Sulfide oxidation in the anoxic Black Sea chemocline

Abstract

The depth distributions of O 2 and H 2S and of the activity of chemical or bacterial sulfide oxidation were studied in the chemocline of the central Black Sea. Relative to measurements from earlier studies, the sulfide zone had moved upwards by 20–50 m and was now (May 1988) situated at a depth of 81–99 m. Oxygen in the water column immediately overlying the sulfide zone was depleted to undetectable levels resulting in a 20–30-m deep intermediate layer of O 2 - and H 2S-free water. Radiotracer studies with 35S-labelled H 2S showed that high rates of sulfide oxidation, up to a few micromoles per liter per day, occurred in anoxic water at the top of the sulfide zone concurrent with the highest rates of dark CO 2 assimilation.
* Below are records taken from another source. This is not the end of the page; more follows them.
PR #214, opened 2020-09-21
Add PETSc build option

### LINKED ISSUE #164: Add netcdf and petsc build options

joshessman-llnl:
This PR adds a `+petsc` variant (defaulting to false) to the Spack package which both enables the `+petsc` MFEM variant and exposes PETSc within serac.

A "smoke test" was also added to confirm that PETSc could be linked against.

Spack locks the version of PETSc too early and picks one that is incompatible with our version of SuperLU, so I decided to update SuperLU - some of the bugs associated with the direct solver integration are not present in this newer version of superlu-dist.

Resolves #164


scripts/uberenv/packages/serac/package.py
```diff
@@ -123,7 +130,7 @@ class Serac(CMakePackage, CudaPackage):
     # Libraries that do not have a debug variant
     depends_on("conduit@master~shared~python")
     depends_on("caliper@master~shared+mpi~callpath~adiak~papi", when="+caliper")
-    depends_on("superlu-dist@5.4.0~shared")
+    depends_on("superlu-dist@6.1.1~shared")
```
jamiebramwell, line 137: Can we turn the superlu tests back on with this change?

tests/CMakeLists.txt
```diff
@@ -97,6 +97,17 @@ if (ENABLE_GTEST)
...
 
+    if(SERAC_USE_PETSC)
+        blt_add_executable( NAME        petsc_smoketest
+                            SOURCES     petsc_smoketest.cpp
+                            OUTPUT_DIR  ${TEST_OUTPUT_DIRECTORY}
+                            DEPENDS_ON  PETSc mpi gtest
+                            FOLDER      serac/tests )
+        blt_add_test(NAME          petsc_smoketest
+                    COMMAND       petsc_smoketest
+                    NUM_MPI_TASKS 1 )
```
jamiebramwell: It's probably a good idea to do some parallel thing with the smoke test since that is a possible major source of errors.

jamiebramwell (commented):
I think it just needs a parallel smoke test.

tests/CMakeLists.txt
joshessman-llnl: I went ahead and just used one of PETSc's introductory examples

jamiebramwell (approved):

scripts/uberenv/packages/serac/package.py
joshessman-llnl: I have some changes to the SuperLU in an MFEM branch that probably should be handled first, but I was thinking that they would instead be permanently replaced by Pastix or something else that's more stable.

scripts/uberenv/packages/mfem/package.py
```diff
@@ -479,10 +479,10 @@ def find_optional_library(name, prefix):
                 ld_flags_from_library_list(spec[sun_spec].libs)]
 
         if '+petsc' in spec:
+            # SERAC EDIT BEGIN (TODO: spack PR)
             options += [
-                'PETSC_OPT=%s' % spec['petsc'].headers.cpp_flags,
-                'PETSC_LIB=%s' %
-                ld_flags_from_library_list(spec['petsc'].libs)]
+                'PETSC_DIR=%s' % spec['petsc'].prefix]
```
white238, line 484: I guess this begs the question why the rest of the dependencies build the link and include lines if you can just override the <tpl name>_DIR makefile variable

scripts/uberenv/packages/serac/package.py
```diff
@@ -357,6 +364,9 @@ def hostconfig(self, spec, prefix, py_site_pkgs_dir=None):
         netcdf_dir = get_spec_path(spec, "netcdf-c", path_replacements)
         cfg.write(cmake_cache_entry("NETCDF_DIR", netcdf_dir))
 
+        petsc_dir = get_spec_path(spec, "petsc", path_replacements)
```
white238: You have to guard this with ``if "+petsc" in spec:``

scripts/uberenv/packages/mfem/package.py
joshessman-llnl: I think building the link/include stuff in spack is preferable in case the directory structure assumed in the makefile doesn't match what was installed - it's just in this case that no other option is available (for static linking.)

jamiebramwell:
Does this need anything else @white238 ?

cmake/thirdparty/FindPETSc.cmake
```diff
@@ -0,0 +1,147 @@
...
+string(REPLACE "PETSC_CC_INCLUDES = " "" PETSC_CC_INCLUDES ${PETSC_CC_INCLUDES})
+string(STRIP ${PETSC_CC_INCLUDES} PETSC_CC_INCLUDES)
+
+get_target_property(PETSC_INCLUDE_DIRS PETSc::PETSc INTERFACE_INCLUDE_DIRECTORIES)
+get_target_property(PETSC_LIB PETSc::PETSc INTERFACE_LINK_LIBRARIES)
+
+blt_register_library(
+    NAME          PETSc
+    INCLUDES      ${PETSC_INCLUDE_DIRS} ${PETSC_CC_INCLUDES}
+    LIBRARIES     ${PETSC_LIB} ${PETSC_EXTERNAL_LIB_BASIC}
```
white238, line 144: Is there a reason you don't just use the exported cmake target directly?

white238 (approved):

joshessman-llnl:
LGTM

The main soluble oxidized products of sulfide were thiosulfate (68–82%) and sulfate. Indirect evidence was presented for the formation of elemental sulfur which accumulated to a maximum of 200 nmol l −1 at the top of the sulfide zone. Sulfide oxidation was stimulated by particles suspended at the chemocline, probably by bacteria. Green phototrophic sulfur bacteria were abundant in the chemocline, suggesting that photosynthetic H 2S oxidation took place. Flux calculations showed that the measured H 2S oxidation rates were 4-fold higher than could be explained by the downward flux of organic carbon and too high to balance the availability of electron acceptors such as oxidized iron or manganese. A nitrate maximum at the lower boundary of the O 2 zone did not extend down to the sulfide zone.